TV Times Awards Favourite Actress Nominees
Amanda Redman
With 10 new episodes of New Tricks out this year, it feels as though Amanda Redman has spent most of 2011 in our living rooms as cop Sandra Pullman. Which is no bad thing, because she's an assured actress at the top of her game. Amanda's a feisty character, too. A vocal critic of TV's tendency to employ people with no acting experience, she was prepared to back up her criticism by setting up a theatre school for young actors. She teaches there every weekend.
Sue Johnston
Not a great year for forensic fans, because we saw the end of Waking the Dead and Sue's popular psychological profiler, Grace Foley. Sue felt the end had come too soon, and told TV Times as much in March. "I feel robbed - I'm very sad about it." Fortunately we were able to enjoy her in another role this year - Margery in new BBC1 show Sugartown, where she reminded us just how good she is with comedy, as well as grisly cadavers.
Suranne Jones
Hats off to Suranne Jones. She didn't just star in excellent new ITV cop show Scott and Bailey as DC Rachel Bailey, she actually co-created it with fellow ex-Corrie star Sally Lindsay.
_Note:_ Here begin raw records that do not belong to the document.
Issue #736, opened 2026-08-11
Clarify / clean up the IO shutdown sequence


stefanhaustein:
- (at least) make close final in IOBase
- Remove existing calls to close from shutdowninternal (perhaps implement some kind of guard against this pattern if feasible)

cf https://github.com/Pi4J/pi4j/pull/726#issuecomment-5244386611

PR #737, opened 2026-08-11
Make IOBase.close() final

stefanhaustein:
This forces IOBase to not implement close. Looking up the documentation for close then will point to shutdownInternal 

Clean up the fallout

- Add isOpen to the interface so we don't have it only in I2C where it would need to access the private closed state (widening visibility would make it writeable from elsewhere
- Remove some overrides that were doing nothing or redundant checks
- Move actual code over to shutdownInternal where it was misplaced

Background: #736


eitch (approved):
I gather you verified this, for me it looks good.

PR #738, opened 2026-08-12
Fix/support deprecated factory methods

IAmNickNack:
This PR allows deprecated `ProviderProvider` factories in the `DefaultContext` to remain functional after #734 likely caused them to stop working. (as pointed out [here](https://github.com/Pi4J/pi4j/pull/734#issuecomment-5258614740))

When these methods are called on the default context, the method now returns a shim implementation which calls the non-deprecated, favoured method of construction.

### DIFF
--- a/pi4j-core/src/main/java/com/pi4j/context/impl/DefaultContext.java
+++ b/pi4j-core/src/main/java/com/pi4j/context/impl/DefaultContext.java
@@ -351,6 +351,7 @@ public class DefaultContext implements Context {
      * Provide backwards compatibility for deprecated {@link ProviderProvider#digitalInput()}
      */
     @SuppressWarnings("unchecked")
+    @Override
     public <T extends DigitalInputProvider> T digitalInput() {
         return (T) new DigitalInputProviderBase() {
             @Override
@@ -364,6 +365,7 @@ public class DefaultContext implements Context {
      * Provide backwards compatibility for deprecated {@link ProviderProvider#digitalOutput()}
      */
     @SuppressWarnings("unchecked")
+    @Override
     public <T extends DigitalOutputProvider> T digitalOutput() {
         return (T) new DigitalOutputProviderBase() {
             @Override
@@ -377,6 +379,7 @@ public class DefaultContext implements Context {
      * Provide backwards compatibility for deprecated {@link ProviderProvider#pwm()}
      */
     @SuppressWarnings("unchecked")
+    @Override
     public <T extends PwmProvider> T pwm() {
         return (T) new PwmProviderBase() {
             @Override
@@ -390,6 +393,7 @@ public class DefaultContext implements Context {
      * Provide backwards compatibility for deprecated {@link ProviderProvider#i2c()}
      */
     @SuppressWarnings("unchecked")
+    @Override
     public <T extends I2CProvider> T i2c() {
         return (T) new I2CProviderBase() {
             @Override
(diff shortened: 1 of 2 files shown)


IAmNickNack:
I'm not sure the quality gate is failing due to these changes. 

Given it's claiming something about branches (but won't tell us what), I would suspect it could be due to nested branching elsewhere in the file.

---

Edit: 

Oh. Well that rule had already been broken by the base class and would also be broken by all the concrete provider classes.

image


I think the root cause is elsewhere: 

image

`DigitalInputProviderBase`, `DigitalProviderBase` and `GpioProviderBase` don't actually do anything but declare constructors. Maybe these aren't necessary

IAmNickNack:
this would avoid the warning:

```java
    @SuppressWarnings("unchecked")
    public <T extends DigitalInputProvider> T digitalInput() {

        class DigitalInputProviderShim 
            extends ProviderBase<DigitalInputProvider, DigitalInput, DigitalInputConfig> 
            implements DigitalInputProvider {
            @Override
            public DigitalInput create(DigitalInputConfig config) {
                return DefaultContext.this.create(config);
            }
        }
        
        return (T) new DigitalInputProviderShim();
    }

```

... or we could remove the intermediate classes and redefine the actual providers in a similar manner to `DigitalInputProviderShim`

pi4j-core/src/main/java/com/pi4j/context/impl/DefaultContext.java
```diff
@@ -254,19 +275,19 @@ public Context shutdown() throws ShutdownException {
         this.shutdownEventManager.clear();
 
         return this;
-	}
```
stefanhaustein, line 257: please try to avoid noise that makes it harder to see the actual changes

pi4j-core/src/main/java/com/pi4j/context/impl/DefaultContext.java
```diff
@@ -325,4 +346,74 @@ public Context removeListener(InitializedListener... listener) {
...
         mutableRegistry.register(instance);
     }
+
+    /**
+     * Provide backwards compatibility for deprecated {@link ProviderProvider#digitalInput()}
+     */
+    @SuppressWarnings("unchecked")
+    @Override
+    public <T extends DigitalInputProvider> T digitalInput() {
+        return (T) new DigitalInputProviderBase() {
```
stefanhaustein, line 356: I think it would be possible to use a single helper function if you use the create call with the explicit IO type

stefanhaustein (approved):

stefanhaustein:
> this would avoid the warning:

Let's not make things worse to make an automated test happy that was already broken; I think we can just override this

pi4j-core/src/main/java/com/pi4j/context/impl/DefaultContext.java
IAmNickNack: I don't think so. These are the function definitions from the deprecated interface. They all need to be implemented to override them

stefanhaustein: Yes sorry I thought  you could have  
```
 public <T extends DigitalInputProvider> T digitalInput() {
        return (T) myInternalCreateHelper(IOType.DIGITAL_INPUT)
```

BUT I overlooked that it needs to conform to the right generic type, so it's not really feasible

PR #744, opened 2026-08-17
Implement defaults for missing I2C methods based on writeThenRead 

stefanhaustein:
-- or what else is available and fits, so actual implementations only need to implement writeThenRead. 

(addressing a todo in the mcp2221 bridge, which can be simplified (together with ffm)) accordingly.

### DIFF
--- a/pi4j-core/src/main/java/com/pi4j/io/i2c/I2C.java
+++ b/pi4j-core/src/main/java/com/pi4j/io/i2c/I2C.java
@@ -158,4 +158,62 @@ public interface I2C
      * @return the value returned by the action
      */
     <T> T execute(Callable<T> action);
+
+
+    @Override
+    default int read() {
+        byte[] ioBuffer = new byte[1];
+        read(ioBuffer, 0, 1);
+        return ioBuffer[0] & 255;
+    }
+
+    @Override
+    default int write(byte b) {
+        write(new byte[] {b}, 0, 1);
+        return 1;
+    }
+
+    @Override
+    default int readRegister(int i) {
+        byte[] ioBuffer = new byte[] {(byte) i};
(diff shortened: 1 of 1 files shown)


pi4j-core/src/main/java/com/pi4j/io/i2c/I2C.java
```diff
@@ -158,4 +158,62 @@ default I2CRegister register(int address) {
      * @return the value returned by the action
      */
     <T> T execute(Callable<T> action);
+
```
taartspi, line 161: I agree on the plan to reduce what is implemented in providers.    We need to force any i2c provider to implement   
```  java
   default void writeThenRead(byte[] writeBuffer, int writeOffset, int writeSize, int readDelayNanos, byte[] readBuffer, int readOffset, int readSize) {
  ```
The default implementation is not correct. This is meant to be a start- write-restart-read-stop, a single atomic operation.  When I tested FFM it was doing a single operation, we need to force the next implementation too do the same.    
Can this single method be marked abstract to force its implementation ?

taartspi (changes requested):

pi4j-core/src/main/java/com/pi4j/io/i2c/I2C.java
stefanhaustein: Yes, let's do this in a followup where we switch over ffm to only implement this method and make it abstract in an atomic small change

EDIT: Expanding defaults and fixing implementations can be seen as two two different steps, that's why I'd prefer to keep them separated. And cleaning up implementations is probably easier when we have all the defaults in place.

eitch (approved):

taartspi (approved):
Agree we do make my SUG item next round

PR #746, opened 2026-08-19
Push the writeThenRead method down to I2C implementations 

stefanhaustein:
Remove it from I2C, so implementations are forced to provide an implementation

For now, I am just pushing the existing code to all I2C implementations

This allows cleaning up implementations individually in clean isolated changes.

### DIFF
--- a/pi4j-core/src/main/java/com/pi4j/io/i2c/I2C.java
+++ b/pi4j-core/src/main/java/com/pi4j/io/i2c/I2C.java
@@ -86,27 +86,6 @@ public interface I2C
         return device();
     }
 
-    /**
-     * Method to write the writeBuffer, and then a read into the readBuffer
-     * in a single atomic operation.
-     *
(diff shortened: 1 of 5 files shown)


IAmNickNack:
What's the benefit of this?

stefanhaustein:
> What's the benefit of this?

Followup to #744 partially addressing Tom's request: Make clear what should be implemented by making it abstract. writeThenRead is supposed to have different bus behaviour than a sequence of a write and a read and this should be implemented in i2c providers properly. The only device I am aware of where this matters is BMP 280 in SPI mode but there it was hard to find and debug so we'd like to adjust this long term for i2c, too

taartspi:
The i2c seeproms are an example of the restart behavior expected.   We have
had forum requests to access some devices that require a number of command
bytes be written and then the restart creates the data being read.

eitch (approved):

Suranne also found time for a cameo appearance in Doctor Who episode The Doctor's Wife. In the process she achieved what many an enemy (and smitten fan) would have liked to have done: biting Matt Smith on the neck.
Lesley Sharp
And in the blue corner... Suranne's co-star in Scott and Bailey, Lesley Sharp. If Bailey put the feistiness into ITV's dynamic new cop pairing, Lesley injected a shot of much needed calm. As DC Janet Scott, she often had to reign in her more volatile colleague. Earlier in the year, she was equally convincing in an utterly different role - playing The Shadow Line's tragic Julie Bede, a wife who was losing her mind to early onset Alzheimer's.
Julia McKenzie
Where would Miss Marple be without her trademark twinkle? Employing just the right balance of sweet wit and savage, crime-solving insight, Julia has rapidly developed into one of our favourite ever Marples - always the best thing about the popular detective strand, even when she's surrounded by big name cameos (which is every episode). If she's not careful, she may end up turning herself into a National Treasure.
Dame Maggie Smith
Talking of National Treasures... If anyone had forgotten that Maggie Smith is one of the finest British actresses of her generation, their memories were firmly jolted by her stellar performance in the hit ITV drama of the year, Downton Abbey. One foot firmly in the past ("What is a 'weekend'?" she memorably asked in the first series) and at times slightly terrifying, her Dowager Countess is one of the best things about this brilliant show.